• _Task goal_: Each line of the records below that holds "reading" should be returned.

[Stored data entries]
PR #5, opened 2023-09-05
Completes Initial DB Layer

gbdubs:


db/sqldb/cursor.go
```diff
@@ -7,8 +7,8 @@ import (
 	"github.com/RMI/pacta/db"
 )
 
-func offsetToCursor(i int) string {
-	return fmt.Sprintf("%d", i)
+func offsetToCursor(i int) db.Cursor {
+	return db.Cursor(fmt.Sprintf("%d", i))
```
bcspragu, line 11: Sorry, didn't notice this before:

```suggestion
	return db.Cursor(strconv.Itoa(i))
```

It's also 5x faster...not that performance matters here, but think of all the μL CO2 emissions we're preventing

db/sqldb/incomplete_upload.go
```diff
@@ -0,0 +1,223 @@
...
+		err = d.exec(tx, `DELETE FROM incomplete_upload WHERE id = $1;`, id)
+		if err != nil {
+			return fmt.Errorf("deleting incomplete_upload: %w", err)
+		}
+		buri, err = d.DeleteBlob(tx, iu.Blob.ID)
+		if err != nil {
+			return fmt.Errorf("deleting blob: %w", err)
+		}
+		return nil
+	})
```
bcspragu, line 124: This could also be a single `DELETE FROM incomplete_upload WHERE id = $1 RETURNING blob_id` instead of three separate database calls, though I care less about this one than the one deleting N child rows.

db/sqldb/migrations/0003_domain_types.up.sql
bcspragu, line 1: [no action required, this is pure snark]

Uh oh, already modifying existing migrations I see

On a slightly more serious note though, this _is_ one of the problems of front-loading the whole DB layer - it's harder to do a thorough review because it's just hundreds of lines of nearly identical SQL statements, not in the context of some PR like "Implement portfolio group members" that make omissions like this more obvious. Basically go/smallcls

db/sqldb/owner.go
```diff
@@ -0,0 +1,167 @@
...
+
+func (d *DB) GetOrCreateOwnerForInitiative(tx db.Tx, iID pacta.InitiativeID) (pacta.OwnerID, error) {
+	owner, err := d.ownerByInitiative(tx, iID)
+	if err == nil {
+		return owner.ID, nil
+	}
+	if !db.IsNotFound(err) {
+		return "", fmt.Errorf("querying owner by user: %w", err)
+	}
+	return d.createOwner(tx, &pacta.Owner{Initiative: &pacta.Initiative{ID: iID}})
```
bcspragu, line 92: This feels like a DB endpoint that would benefit from a `StartOrContinueTransaction` block or whatever we call it now

db/sqldb/populate.go
```diff
@@ -0,0 +1,158 @@
...
+
+	"github.com/RMI/pacta/db"
+	"github.com/RMI/pacta/pacta"
+)
+
+type HasBlobs interface {
+	Blobs() []*pacta.Blob
+}
+
+func (d *DB) PopulateBlobs(tx db.Tx, hbs []HasBlobs) error {
```
bcspragu, line 14: I don't think the database layer is the right location for this type of pointer twiddling, the telltale sign is that it doesn't actually do anything specific to the Postgres DB implementation. It could comfortably live at the server layer.

Also, do we need this whole paradigm here? I can understand it in a GraphQL server where you have arbitrarily nested things, but in a more REST-like server, you always know exactly what data you're returning and can just populate it in one fell swoop, there's no dynamicness

deps.bzl
bcspragu, line 1: Oh gross, all the GraphQL dependencies got pulled in. That makes sense, cuz `gqlerr`, but yeah we don't want these. I'll remove them when I swap out `gqlerr` for something else.

bcspragu (approved):
Question for this whole PR: Do we know we'll actually need _all_ of these database endpoints in one server endpoint or another? It's a big API surface to maintain, refactor, test, etc, esp if we aren't using it all.

cmd/server/pactasrv/pacta_version.go
```diff
@@ -31,7 +32,7 @@ func (s *Server) CreatePactaVersion(ctx context.Context, request api.CreatePacta
 		Digest:      request.Body.Digest,
 	})
 	if err != nil {
-		return nil, zap.Error(ctx, "failed to create PACTA version", zap.Error(err))
+		return nil, gqlerr.Internal(ctx, "failed to create PACTA version", zap.Error(err))
```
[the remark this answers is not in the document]
gbdubs: SG - removed. In #14 I implement something that sounds pretty close to what we want here - PTAL there.

db/sqldb/analysis_artifact_test.go
```diff
@@ -0,0 +1,124 @@
...
+	p1 := portfolioForTestingWithKey(t, tdb, "Portfolio1")
+	p2 := portfolioForTestingWithKey(t, tdb, "Portfolio2")
+	pg := portfolioGroupForTesting(t, tdb, o)
+	portfolioGroupMembershipForTesting(t, tdb, pg, p1)
+	portfolioGroupMembershipForTesting(t, tdb, pg, p2)
+	s := snapshotPortfolioGroupForTesting(t, tdb, pg)
+	b1 := blobForTestingWithKey(t, tdb, "blob1")
+	b2 := blobForTestingWithKey(t, tdb, "blob2")
+	b3 := blobForTestingWithKey(t, tdb, "blob3")
+	aid, err := tdb.CreateAnalysis(tx, &pacta.Analysis{
```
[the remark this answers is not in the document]
gbdubs: lol agreed. I'll fully standardize to that in a followup PR.

db/sqldb/cursor.go
gbdubs: Good catch.

db/sqldb/incomplete_upload.go
gbdubs: Yeah good thought - here I think the argument cuts the other way (see above) so I'll skip.

db/sqldb/migrations/0003_domain_types.up.sql
gbdubs: I hear your opinion here, I think we just have different ones. The mental overhead of context switching for me is large (perhaps larger than for you) so implementing a layer at a time has a really considerable speed up for my capacity to build out features when they're reasonably well understood (as we have in this case). I'm sure this isn't the last small drift that I'll pay for, but thus far, it feels to me like it will be a worthwhile tradeoff.

db/sqldb/owner.go
gbdubs: Good call.

db/sqldb/populate.go
gbdubs: Very good point - I'll remove this.

deps.bzl
gbdubs: Thanks for pointing it out - I've fixed this in this PR, removed these deps. Check out the err handling in #14  - I think it's more along the lines of what you want?

db/sqldb/analysis.go
```diff
@@ -0,0 +1,237 @@
...
+	})
+	if err != nil {
+		return nil, fmt.Errorf("performing analysis sub-entity deletion: %w", err)
+	}
+	return buris, nil
+}
+
+func rowToAnalysis(row rowScanner) (*pacta.Analysis, error) {
+	a := &pacta.Analysis{
+		Owner:             &pacta.Owner{},
```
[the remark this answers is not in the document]
gbdubs: Yeah happy to discuss this. I find it most useful at the bizlogic layer, where we can do in-place data population and data conversion without creating new structs.

RE: what sets of fields are populated, it's always easy: we ONLY ever populate the ID of a nested object. Easy to maintain!

db/sqldb/analysis.go
```diff
@@ -0,0 +1,237 @@
...
+		if err != nil {
+			return fmt.Errorf("reading analysis artifacts: %w", err)
+		}
+		for _, aa := range aas {
+			buri, err := d.DeleteAnalysisArtifact(tx, aa.ID)
+			if err != nil {
+				return fmt.Errorf("deleting analysis artifact %q: %w", aa.ID, err)
+			}
+			buris = append(buris, buri)
+		}
```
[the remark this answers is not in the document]
gbdubs: Ah - now I remember why. It's because `blob_uri` is a feature on `blob` not on `artifact`. This does the trick though.

```
                 rows, err := d.query(tx, `
			WITH deleted_analysis_artifacts AS (
				DELETE FROM analysis_artifact
				WHERE analysis_id = your_analysis_id_here
				RETURNING blob_id
			)
			DELETE FROM blob
			WHERE id IN (SELECT blob_id FROM deleted_analysis_artifacts)
			RETURNING blob_uri;
		`, id)
		if err != nil {
			return fmt.Errorf("reading analysis_artifacts: %w", err)
		}
```

db/sqldb/analysis.go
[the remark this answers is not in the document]
bcspragu: Personally, I think the "in-place data population" ends up being more trouble than its worth, with all the pointer twiddling finicky-ness and what not. As for data conversion, I think it's totally reasonable for our domain types and our wire responses to have different (i.e. not nested vs nested) formats, and then doing something like `conv.AnalysisToWire(analysis, owner, ...)`. Just prevents us from going "oh cool I can just do `analysis.Owner.Name`" when that field will quite literally never be set (until we're shlepping it off to the wire format)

• _Output below_:
+			return fmt.Errorf("reading analysis artifacts: %w", err)
			return fmt.Errorf("reading analysis_artifacts: %w", err)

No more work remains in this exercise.